We make love about once a week. She never, ever directly asks me for sex. She never goes out of her way to seduce me. She also doesn't respond well to any of my attempts at a spontaneous seduction.

We typically have to negotiate a date and time for this to happen, usually a Saturday or a Sunday night.

Once we're in bed together with the music soft and the candles lit, she warms up IMMEDIATELY and we make slow passionate mutual love. She doesn't really like fast at all. That's fine too.

She gets orgasms far more from my manual or oral work than by intercourse, but by now I have become aware that for women, intercourse is just foreplay, so I just go with that concept. Further, she's getting rather skilled at playing with my own body like a violin, and this makes me deliriously happy.

Usually we take turns giving each other an orgasm rather than working for a simultaneous one... of course whenever one of *those* happens by accident its always a small slice of heaven. 

She is overweight and has arthritis in the knees, so I have been very understanding why anything but a male superior position is out of the question for her - we have discussed this and I accept this.

But what isn't okay is this: I feel like there is too much emphasis on me having to be the one to arrange and choreograph the sexual act, and I feel a little pressured to make each and every time perfect for her. 

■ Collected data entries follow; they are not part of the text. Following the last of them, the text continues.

PR #23734, opened 2025-08-27
[Feature] Support Decode Context Parallel (DCP) for MLA

youzhedian:
This PR adds Decode Context Parallel (DCP) support for MLA inference, fully compatible with chunked prefill and APC. 

**You can enable DCP with `--decode-context-parallel-size/-dcp xxx` (only support flashmla backend now), and tp_size needs to be divisible by dcp_size**, because the world size does not change by dcp, it simply reuse the GPUs of TP group, and split one TP group into tp_size//dcp_size DCP groups. e.g.
```
with -tp 8 -dcp 8 , we use 8 GPUs
with -tp 8 -dcp 4 , we use 8 GPUs
with -tp 4 -dcp 4 -pp 2 , we use 8 GPUs

and kvcache token budget always increased by `dcp` times.
```

This DCP implement store kvcache with an **interleave style**, the kvcache for **the token whose `token_idx` is `i` is always stored on the GPU whose `dcp_rank` equals to `i % dcp_world_size`**:   
```
e.g. DCP2, req with prompt_len=5, generation_len=4:
kvcache store in dcp_rank0: 0, 2, 4, 6, 8 
kvcache store in dcp_rank1: 1, 3, 5, 7,
```

deepseek-ai/DeepSeek-V2-Lite-Chat gsm8k eval:
```
- TP4PP2DCP4
|Tasks|Version|     Filter     |n-shot|  Metric   |   |Value |   |Stderr|
|-----|------:|----------------|-----:|-----------|---|-----:|---|-----:|
|gsm8k|      3|flexible-extract|     5|exact_match|↑  |0.6687|±  | 0.013|
|     |       |strict-match    |     5|exact_match|↑  |0.6657|±  | 0.013|

-  TP4PP2DCP1
|Tasks|Version|     Filter     |n-shot|  Metric   |   |Value |   |Stderr|
|-----|------:|----------------|-----:|-----------|---|-----:|---|-----:|
|gsm8k|      3|flexible-extract|     5|exact_match|↑  |0.6657|±  | 0.013|
|     |       |strict-match    |     5|exact_match|↑  |0.6611|±  | 0.013|
```

more info pls ref [introduce Doc](https://docs.google.com/document/d/1C93PuBSJmq8eUM16kD7CftzYlbNJ9j6Ut2W2kVuXgo4/edit?tab=t.0#heading=h.bc5zpep7g7ln)

Future work (These items will be tackled in follow-up PRs; community contributions are warmly welcomed.):
[...]

PR #26696, opened 2025-10-13
[DCP] Support dcp kv_cache interleave size > 1

zhangsicheng5:
### 1. cp_kv_cache_interleave_size support
In dcp scenario, kv_cache is split across dcp ranks, current implementation ([#23734](https://github.com/vllm-project/vllm/pull/23734)) split kv_cache with a token-level interleave style: token_idx i is stored on GPU whose dcp_rank == i % dcp_world_size.

For the convenience of pd disaggregate support, we add the cp_kv_cache_interleave_size argument to control the interleave size of kv_cache split size: store interleave_size tokens on dcp i, then store next interleave_size tokens on dcp i+1. The default value of cp_kv_cache_interleave_size is 1, which is same as original token-level interleave implementation. By setting cp_kv_cache_interleave_size to block_size, we can split kv_cache with a block-level interleave style, and makes it easy to support pd disaggregate with dcp > 1: D nodes only need to pull the corresponding kv_cache blocks, without need to rearange tokens in blocks.

Only dcp with cp_kv_cache_interleave_size is supported now, but the case of (p)cp is also considered and is easy to extend in the future.

### 2. Move dcp_local_seq_lens computation to utils
Move dcp_local_seq_lens computation to utils and pass it by metadata, so other attn backends can reuse it.

## Test Plan
Model: DeepSeek-V2-Lite-Chat
Dataset: gsm8k
```python
vllm serve DeepSeek-V2-Lite-Chat --gpu-memory-utilization 0.9 --tensor-parallel-size 2 --decode-context-parallel-size 2 --cp-kv-cache-interleave-size 64
```

## Test Result
tp2 dcp2, original code
| dataset | version | metric | mode | vllm-api-stream-chat |
| gsm8k | 7cd45e | accuracy | gen | 67.85 |

tp2 dcp2, interleave_size = 1
| dataset | version | metric | mode | vllm-api-stream-chat |
| gsm8k | 7cd45e | accuracy | gen | 67.85 |

tp2 dcp2, interleave_size = 64
| dataset | version | metric | mode | vllm-api-stream-chat |
| gsm8k | 7cd45e | accuracy | gen | 67.55 |

---
<details>

</details>


vllm/engine/arg_utils.py
```diff
@@ -1480,6 +1486,10 @@ def create_engine_config(
             enable_chunked_prefill=self.enable_chunked_prefill,
             disable_log_stats=self.disable_log_stats,
         )
+        if speculative_config is not None and self.cp_kv_cache_interleave_size != 1:
+            raise ValueError(
+                "MTP with cp_kv_cache_interleave_size > 1 is not supported now."
+            )
```
hmellor: Can this config live in `VllmConfig` with the other validation?

tests/distributed/test_context_parallel.py
```diff
@@ -52,6 +53,7 @@ def detailed(
         tp_base: int = 4,
         pp_base: int = 1,
         dcp_base: int = 1,
+        cp_kv_cache_interleave_size: int = 1,
```
LucasWilkinson: please call this `dcp_kv_cache_interleave_size`

vllm/v1/worker/block_table.py
```diff
@@ -119,7 +119,10 @@ def swap_row(self, src: int, tgt: int) -> None:
         self.block_table.np[src_tgt] = self.block_table.np[tgt_src]
 
     def compute_slot_mapping(
-        self, req_indices: np.ndarray, positions: np.ndarray
+        self,
+        req_indices: np.ndarray,
+        positions: np.ndarray,
+        cp_kv_cache_interleave_size: int = 1,
```
LucasWilkinson: since this is a constant pass it via the init

vllm/utils/__init__.py
```diff
@@ -3426,3 +3426,35 @@ def unique_filepath(fn: Callable[[int], Path]) -> Path:
         if not p.exists():
             return p
         i += 1
+
+
+def get_dcp_local_seq_lens(
```
LucasWilkinson: we should find a better spot for this; this is too broad of a utils file for a feature specific utility

vllm/engine/arg_utils.py
zhangsicheng5: Thanks for review, we have moved this validation to VllmConfig. Looking forward to your future reviews

LucasWilkinson (changes requested):
Thanks for your contribution! Requesting changes to prevent merging until the test results can be obtained 👍

vllm/v1/worker/gpu_model_runner.py
```diff
@@ -1276,6 +1287,14 @@ def _prepare_inputs(
                 logits_indices
             )
 
+        # update seq_lens of decode reqs under DCP.
+        if self.dcp_world_size > 1:
+            self.dcp_local_seq_lens.gpu[:num_reqs] = get_dcp_local_seq_lens(
```
LucasWilkinson: I think it might actually be better to compute `get_dcp_local_seq_lens` using host buffers and then do a non-blocking copy to  `self.dcp_local_seq_lens.gpu` (see: `CpuGpuBuffer.copy_to_gpu`)

LucasWilkinson: (then when async scheduling is enabled it will be overlapped)

vllm/v1/worker/gpu_model_runner.py
```diff
@@ -256,6 +258,11 @@ def __init__(
         self.is_multimodal_pruning_enabled = False
         self.max_model_len = model_config.max_model_len
         self.dcp_world_size = self.parallel_config.decode_context_parallel_size
+        try:
+            self.dcp_rank = get_dcp_group().rank_in_group
```
youzhedian: delay to `get_dcp_local_seq_lens ` calling is better?

vllm/v1/worker/block_table.py
youzhedian: nit: maybe no default val is better

youzhedian (approved):
LGTM.

tests/distributed/test_context_parallel.py
zhangsicheng5: After prefill cp ([#25852](https://github.com/vllm-project/vllm/pull/25852/)) is supported, this kv_cache_interleave_size will be used for both dcp and pcp, shall we keep this name for future usage?

vllm/v1/worker/block_table.py
zhangsicheng5: Thanks for review, we have already passed it via init

vllm/utils/__init__.py
zhangsicheng5: Now we put this function in `vllm/v1/attention/backends/utils.py`, same place as `CommonAttentionMetadata.dcp_local_seq_lens` definition, this should be a more appropriate spot

vllm/v1/worker/gpu_model_runner.py
zhangsicheng5: Modified as suggested, thanks for review

vllm/v1/worker/block_table.py
zhangsicheng5: Thanks for review, now we pass this arg via init, since it's a constant

vllm/v1/worker/gpu_model_runner.py
zhangsicheng5: In some cases we might need to know how seq_len is split globally, instead of only local seq_len on current dcp_rank, for example in [our current npu mla impl](https://github.com/LookAround0301/vllm-ascend/blob/long_seq_dev/vllm_ascend/attention/mla_v1.py#L1319), we need the global seq_len split message to calculate a mask for following update_lse (if no kv_cache is stored on some (d)cp_ranks, then there's no need to do corresponding update_lse), so we think it's better to return the full seq_len split result from `get_dcp_local_seq_lens`, and each dcp_rank can select their corresponding part as needed.

vllm/v1/attention/backends/utils.py
```diff
@@ -992,3 +992,35 @@ def compute_causal_conv1d_metadata(query_start_loc_p: torch.Tensor):
         nums_dict[BLOCK_M]["token_chunk_offset_ptr"] = token_chunk_offset_ptr  # type: ignore
 
     return nums_dict, batch_ptr, token_chunk_offset_ptr
+
+
+def get_dcp_local_seq_lens(
```
LucasWilkinson, line 1081: nit: can you simplify this and have it only compute for the current dcp_rank? and pass in dcp rank

tests/distributed/test_context_parallel.py
LucasWilkinson: sure; by that logic we should update `dcp_local_seq_lens` to `cp_local_seq_lens` too but we can do that in the pcp PR

vllm/v1/worker/gpu_model_runner.py
LucasWilkinson: nit: I think we can simplify this to:
```
self.dcp_rank = 0 if self.dcp_world_size <= 1 else get_dcp_group().rank_in_group
```

that way we'll still get the benefit of the assert in `get_dcp_group()` an if a test sets `self.dcp_world_size > 1` it should be initializing the dcp group anyways

LucasWilkinson (approved):
Overall looks good to me! Thanks for the contribution, left a few nits.

vllm/v1/worker/gpu_model_runner.py
zhangsicheng5: better way to get dcp_rank 👍 Modified as suggested

vllm/v1/attention/backends/utils.py
zhangsicheng5: Same reason as [this comment](https://github.com/vllm-project/vllm/pull/26696#discussion_r2428390768), it might be more flexible to return the full seq_len split result and each dcp_rank can select their own part as needed. Since the size of `seq_len` is only `max_num_reqs`, multiply it by `dcp_size` will increase little computation/storage overhead and we think it should be acceptable.

FENP:
Does `dcp_kv_cache_interleave_size` affect `reorg_kvcache`, especially the calculation of `cp_target_rank`?
https://github.com/vllm-project/vllm/blob/e20eba753bbced43837aa92f747e6c50ee36ce09/vllm/v1/attention/backends/mla/common.py#L976-L1042

LucasWilkinson (changes requested):
Great catch @FENP ; please address: https://github.com/vllm-project/vllm/pull/26696#issuecomment-3414535257

minosfuture:
> > Why not use `common_attn_metadata.dcp_local_seq_lens` for flash_attn? might be related to the `- query_kv_lens_cpu` part of `dcp_context_kv_lens_cpu = seq_lens_cpu - query_kv_lens_cpu`
> 
> @LucasWilkinson yes, `common_attn_metadata.dcp_local_seq_lens` is about the whole seq with both context and current chunks, but we only need the context chunks here.
> 
> I have thoroughly examined the subsequent usage of `dcp_context_kv_lens` but was unable to dive deeper into the operator-side analysis. I believe we need to cc some experts proficient in the logic of the `flash_attn` operator to help explain the meaning of `seqused_k` and identify the root cause of the issue. I would greatly appreciate assistance from specialists in this area.

seqused_k is the whole kv length (context len + query len).  We need to fix the usage in _forward_with_dcp.
I double checked we correctly used kv len in code path of MLA and non-dcp attention.

vllm/v1/attention/backends/mla/common.py
```diff
@@ -995,27 +993,32 @@ def reorg_kvcache(
...
-        cp_target_rank = (chunk_context_len - 1) % cp_world_size
+
         cur_seq_len = 0
         for rank in range(cp_world_size):
-            if rank > cp_target_rank and cp_chunk_seq_len:
-                real_cp_chunk_seq_len = cp_chunk_seq_len - 1
-            else:
-                real_cp_chunk_seq_len = cp_chunk_seq_len
-            if real_cp_chunk_seq_len:
+            real_cp_chunk_seq_len = local_context_lens[rank]
```
LucasWilkinson: nit: can we make this naming consistent; i.e. `real_cp_chunk_seq_len` -> `local_contex_len`; also appears that we went from using `cp_chunk_seq_len` to `origin_context_lens`; can you please explain the naming here?

vllm/v1/attention/backends/mla/common.py
```diff
@@ -995,27 +993,32 @@ def reorg_kvcache(
...
+        interleave_size: Interleave size of kv_cache storage.
     """
     kv_c_segments = []
     k_pe_segments = []
     src_token_idx = 0
     max_seq_len_check = 0
-    for cp_chunk_seq_len, origin_context_len in zip(
-        cp_chunk_seq_lens_lst, origin_context_lens
+    local_context_lens_allrank = get_dcp_local_seq_lens(
+        torch.Tensor(origin_context_lens),
```
LucasWilkinson: why do we need to construct a tensor here? we should really avoid constructing tensors inside the forward pass. This should be moved to the metadata building

vllm/v1/attention/backends/utils.py
LucasWilkinson: sure; this seems acceptable :+1:

vllm/v1/attention/backends/mla/common.py
pisceskkk: Yes, I have renamed some variables according to the following conventions:

1. For original lengths ​​not partitioned by DCP​​, retain the original names without any prefix.
2. For lengths specific to a particular DCP rank, use the ​​`local_`​​ prefix (as opposed to a potential `​​global_`​​ prefix).
3. For different types of lengths, clarify whether they refer to ​​`chunk`, `​​context`, or ​​whole `seq`.

Please refer to the diagram.
dcp block

vllm/v1/attention/backends/mla/common.py
pisceskkk: sure, I move this tensor to metadata building and clean some unused codes and params.

vllm/v1/attention/backends/mla/common.py
```diff
@@ -851,32 +838,52 @@ def build(
...
                 if self.dcp_world_size > 1:
+                    local_context_lens_allrank = get_dcp_local_seq_lens(
+                        context_lens_cpu,
+                        self.dcp_world_size,
+                        None,
+                        self.dcp_kv_cache_interleave_size,
+                    )
+                    # Note(qcs): The context lengths in the perspective of dcp rank0
+                    # padded to `dcp_kv_cache_interleave_size`.
+                    local_context_lens_cpu = (
```
LucasWilkinson: is this correct? im surprised this is dcp_rank agnostic, am i missing something? 
right now its 
```
local_context_lens_cpu = cdiv(context_lens_cpu, self.dcp_world_size * self.dcp_kv_cache_interleave_size) * self.dcp_kv_cache_interleave_size
```

but i would have thought it should be something like:
```
virtual_block_size = self.dcp_world_size * self.dcp_kv_cache_interleave_size
partial_virtual_block = context_lens_cpu % virtual_block_size
base = context_lens_cpu // virtual_block_size
extra = min(max(0, partial_virtual_block - self.dcp_rank * self.dcp_kv_cache_interleave_size),
            self.dcp_kv_cache_interleave_size)
local_context_lens_cpu = base + extra
```

(also can we use cdiv here to make more readable?, i.e. `from vllm.utils import cdiv`)

vllm/v1/attention/backends/mla/common.py
```diff
@@ -851,32 +838,52 @@ def build(
...
                     # be divisible by dcp_world_size, because DCP use
                     # cp_gather_cache which not require `cp_chunk_starts`
                     # aligned to page_size.
                     assert max_context_chunk % self.dcp_world_size == 0
-                    cp_max_context_chunk = max_context_chunk // self.dcp_world_size
-                    cp_chunk_starts = (
+                    local_max_context_chunk = (
+                        max_context_chunk
+                        // (self.dcp_world_size * self.dcp_kv_cache_interleave_size)
+                    ) * self.dcp_kv_cache_interleave_size
```
LucasWilkinson: nit: ` self.dcp_world_size * self.dcp_kv_cache_interleave_size` is used alot; maybe we can add something like
```
self.dcp_virtual_block_size = self.dcp_world_size * self.dcp_kv_cache_interleave_size
self.dcp_local_block_size = self.dcp_kv_cache_interleave_size
```

then this could be shortened to:
```
local_max_context_chunk = (max_context_chunk // self.dcp_virtual_block_size) * self.dcp_local_block_size
```

LucasWilkinson (commented):
Overall looking really good! Thanks for all the cleanup; couple final comments

vllm/v1/attention/backends/mla/common.py
LucasWilkinson: thank you!!! this makes it so much more readable! my head hurts alot less 😄

vllm/v1/attention/backends/mla/common.py
pisceskkk: make sense, changed

vllm/v1/attention/backends/mla/common.py
pisceskkk: I've changed this comment to: "The max local context lengths padded to dcp_local_block_size."

> is this correct? im surprised this is dcp_rank agnostic, am i missing something? 

Yes, this value is dcp_rank agnostic. The reason I initially mentioned rank 0 is because in the current implementation, the sequence on rank 0 is typically the longest by default. Replacing that description with "maximum length" is indeed more accurate.

LucasWilkinson: won't this over gather on everything other than rank 0? previously there was this correction code in `reorg_kvcache` to correct to the current rank

```
            if rank > cp_target_rank and cp_chunk_seq_len:
                real_cp_chunk_seq_len = cp_chunk_seq_len - 1
            else:
                real_cp_chunk_seq_len = cp_chunk_seq_len
```

also this not the rank 0 context len any more since we could partial block on rank 0, previously:

```
            # Note(hc): The context lengths in the perspective of dcp rank0.
            cp_context_lens_cpu = torch.ceil(
                context_lens_cpu.float() / self.dcp_world_size
            ).int()
```
was correct because with an interleave size 1 there could never be a partial block on rank 1

am i missing something?

pisceskkk: sorry for delay, we've identified another bug and are working on a fix.

> won't this over gather on everything other than rank 0? 

Yes, the current approach would cause over-gathering on other ranks. We've changed `local_context_lens_cpu` to accurately reflect the KVCache length on each device to avoid unnecessary gathering (1a94cb75fb98474df54ba64dd21a45d114af5a37). 
However, one question remains: are the performance of `all_gather` and `all_gatherv` consistent? To my knowledge, `all_gatherv` suffers from performance degradation on NPUs. I'm uncertain whether similar issues exist on GPUs or other devices.

**Test results**
DeepSeek-V2-Lite-Chat with FlashMLA
TP8DCP8 concurrency=256

interleave 1
| dataset | version | metric | mode | vllm-api-stream-chat |
| gsm8kdataset | - | accuracy | gen | 69.14 |

interleave 8
| dataset | version | metric | mode | vllm-api-stream-chat |
| gsm8kdataset | - | accuracy | gen | 69.37 |

interleave 64
| dataset | version | metric | mode | vllm-api-stream-chat |
| gsm8kdataset | - | accuracy | gen | 68.69 |

**new bug**

Regarding the newly discovered bug, it occurs in the **tritonMLA** backend and has existed prior to this PR (tested on 650b51f9f90dcd0393fe33a55e25bd2688874b25). Specifically, when testing with the gsm8k dataset, we observe some outputs consisting entirely of "!" as concurrency increases (appearing in 2-3 cases at concurrency=5, and dozens of cases at concurrency=256, leading to a 6% drop in accuracy). This indicates NaN values occurring during the prefill phase, though the root cause has not yet been identified. I think resolving this issue may require significant time for fixes, and plan to address it in a subsequent PR.
CC @youzhedian

LucasWilkinson: got it; makes sense! You are correct we should go with the allgather; that was my bad 🤦 I didn't realize `reorg_kvcache` was unpadding. I think we need to improve the readability of this padded all-gather then un-padding logic (apologies this is basically tech debt from the orignal DCP PR not you; i was never-very-happy / totally-understood the reorg_kvcache code and was hoping to refactor it but haven't had a chance)

got it; makes sense, I understand now, good call lets go back to the all_gather approach but try to make it more readable to avoid confusions. Some suggestions:

`local_max_context_chunk` -> `padded_local_max_context_chunk_across_ranks`
`local_chunk_seq_lens` -> `padded_local_chunk_seq_lens`
`local_cu_chunk_seq_lens_cpu` -> `padded_local_cu_chunk_seq_lens_cpu`
`local_cu_seq_lens` -> `padded_local_cu_seq_lens`
`local_context_lens_allrank` -> `local_context_lens_allranks`

`reorg_kvcache` <- Add a comment indicating this removes padding added to make the all-gather a fixed size across ranks or maybe rename `reorg_kvcache` -> `unpad_kvcache`

pisceskkk: Indeed, it took us considerable effort to understand this function initially. I've updated the comments and added examples for clarity.

Sure, I've renamed those variables based on your feedback. Thanks for the review

LucasWilkinson (approved):
LGTM! Thanks for all the hardwork and sorry about the back and forth

we should refactor `reorg_kvcache` at somepoint (maybe use a triton kernel) but that can be done in the future; i appreciate the clarify comments/renaming!

Butterfingrz:
Hello! I have a question: If I am not using PD disaggregation—specifically when deploying an MLA-based model with DCP8—would setting cp_kv_cache_interleave_size to 64 yield any performance gains compared to the default of 1?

I had a couple relationships before and even one prior marriage, and in those relationships. I also must confess to having a strong submissive streak and I have always felt very much flattered at sometimes being wanted and taken by a woman who knows exactly what she wants from me.

But, the lady now in my life is someone who seems to need to be coaxed out and unwrapped, and I don't understand this at all. I don't want to be the stereotypical male who demands and takes of a woman who feels it is her duty to accept her man's advances. 

I want the approach to be more mutual... in short, I'm tired of constantly having to take charge... it's wearing, and my wife has now told me to stop even suggesting she be more aggressive or else we would have a fight over it.

She said she was abused as a teen by a much older man who lived down the street, and that I would simply have to accept her limitations. She's a sweet and receptive lover capable of making her own small moves once the ice is broken, but I'm the one who has to break it.

But for my part, I still have fantasies of *wanting * to be on the bottom and be able to lie back and get hammered by her.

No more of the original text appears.